Start of Task inputs
PR #178, opened 2023-01-30
rsync output

godrei:
This PR stops rsync printing directly to the standard output.

This is needed because the Bitrise CLI uses `CopyFile` and `CopyDir` functions for activating local Steps.
When rsync fails, it directly prints an error to the stdout, which messes up the CLI's structured logging.

### DIFF
--- a/command/file.go
+++ b/command/file.go
@@ -2,11 +2,27 @@ package command
 
 import (
 	"errors"
+	"fmt"
 	"os"
+	"os/exec"
 	"strings"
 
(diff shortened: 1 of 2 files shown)


ofalvai (approved):
Looks good, but why didn't you modify the original `RunCommand()` method instead? That would solve all other possible logging issues, no?

godrei:
@ofalvai this is the V1 command package, still in use by tools and probably by steps too and I wanted to reduce the blast radius.

vshah23 (approved):

PR #187, opened 2023-11-07
adding a fork of hashicorp's retryable http client which implements m…

rescuerunaways:
…ultithreaded downloader


rescuerunaways:
closing a PR, as we found an _easiser_ solution
may reconsider in the future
End of Task inputs
**About this exercise:** Please be sure to repeat every entry exactly.

**Response:**
PR #178, opened 2023-01-30
rsync output

godrei:
This PR stops rsync printing directly to the standard output.

This is needed because the Bitrise CLI uses `CopyFile` and `CopyDir` functions for activating local Steps.
When rsync fails, it directly prints an error to the stdout, which messes up the CLI's structured logging.

### DIFF
--- a/command/file.go
+++ b/command/file.go
@@ -2,11 +2,27 @@ package command
 
 import (
 	"errors"
+	"fmt"
 	"os"
+	"os/exec"
 	"strings"
 
(diff shortened: 1 of 2 files shown)


ofalvai (approved):
Looks good, but why didn't you modify the original `RunCommand()` method instead? That would solve all other possible logging issues, no?

godrei:
@ofalvai this is the V1 command package, still in use by tools and probably by steps too and I wanted to reduce the blast radius.

vshah23 (approved):

PR #187, opened 2023-11-07
adding a fork of hashicorp's retryable http client which implements m…

rescuerunaways:
…ultithreaded downloader


rescuerunaways:
closing a PR, as we found an _easiser_ solution
may reconsider in the future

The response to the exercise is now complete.